Ascoltiamo ancora san Giovanni Paolo II, nella stessa Enciclica:
“Prima ancora di essere azione, la missione è testimonianza e
irradiazione” (Redemptoris missio, 26). L’invio ad andare,
che riecheggia nella celebrazione liturgica, ha la sua prima e
feconda espressione nella luce che caratterizza chi a quella
celebrazione ha partecipato. Vivere, dunque, nella verità
l’esperienza liturgica si trasformerà sempre anche in un supplemento
di irradiazione evangelica di cui si diventerà capaci per grazia.
Non si dimentichi, in questo contesto, che la forma più alta di
irradiazione e di testimonianza resa al Signore è quella della
carità. Una partecipazione alla liturgia della Chiesa che non
comportasse un accrescimento della carità susciterebbe qualche
perplessità. Come ci si può incontrare con l’amore di Dio in Cristo,
con la carità del Cuore di Gesù per la quale Egli ha dato la vita
sulla croce per noi, e non vivere nella carità? Come è possibile
comunicare al Corpo e al Sangue del Signore, fuoco di carità a noi
donato, e poi conservare un cuore incapace di donazione? Dalla
liturgia non può che scaturire una più grande carità. D’altra parte,
non vi potrebbe essere carità senza il radicamento della propria
vita nella liturgia e nella preghiera, dal momento che la carità è
l’amore stesso di Dio riversato nei nostri cuori.

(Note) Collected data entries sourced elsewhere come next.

PR #4037, opened 2020-06-02
DHFPROD-5094: Make model-writer inherit from common-writer role

akshaysonvane:
also, add xslt-invoke to common-writer

#### Checklist: 
```diff
- Note: do not change the below
```

-  ##### Owner:

- [N/A] Added Tests
  

- ##### Reviewer:

- [N/A] Reviewed Tests


marklogic-data-hub/src/main/resources/hub-internal-config/security/roles/data-hub-common-writer.json
```diff
@@ -34,6 +34,11 @@
       "privilege-name": "xdmp:invoke",
       "action": "http://marklogic.com/xdmp/privileges/xdmp-invoke",
       "kind": "execute"
+    },
+    {
```
ryanjdew, line 38: Just adding the comment here that it was discovered this privilege was needed for validation and hopefully, we'll be expanding validation to all of the writer roles in the future so it makes sense to add it to data-hub-common-writer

Un episodio della vita di santa madre Teresa di Calcutta,
ricordato dal cardinale Angelo Comastri, può essere di aiuto a non
smarrire la relazione intima che lega liturgia e carità, preghiera e
carità: “Madre Teresa con le sue ruvide mani strinse la corona del
rosario, che non abbandonava mai. Poi mi fissò con i suoi occhi
pieni di luce e di amore e mi disse: «Non basta, figlio mio! Non
basta, perché nell’amore non ci si può ridurre al minimo
indispensabile: l’amore è massimalista!». Non compresi subito il
senso delle parole di madre Teresa e, quasi per giustificarmi,
risposi: «Madre, ma io da lei mi aspettavo che mi chiedesse: quanta
carità fai?». Rivedo il volto di madre Teresa, che improvvisamente
diventa serio e poi con parole ferme mi dice: «E tu credi che io
potrei fare la carità, se non chiedessi ogni giorno a Gesù di
riempirmi del suo amore? E tu credi che io potrei camminare per le
strade e cercare i poveri, se Gesù non mi mettesse dentro l’anima il
fuoco della sua carità?». Mi sentii tanto piccolo e guardai madre
Teresa con profonda ammirazione e con il desiderio sincero di
entrare nel mistero della sua anima piena di Dio. Quasi sillabando
le parole, ella aggiunse: «Leggi bene il Vangelo e vedrai che Gesù,
per la preghiera, sacrificava anche la carità. E sai perché? Per
insegnarci che, senza Dio, siamo troppo poveri per poter aiutare i
poveri!” (Dio scrive diritto, San Paolo, p. 79).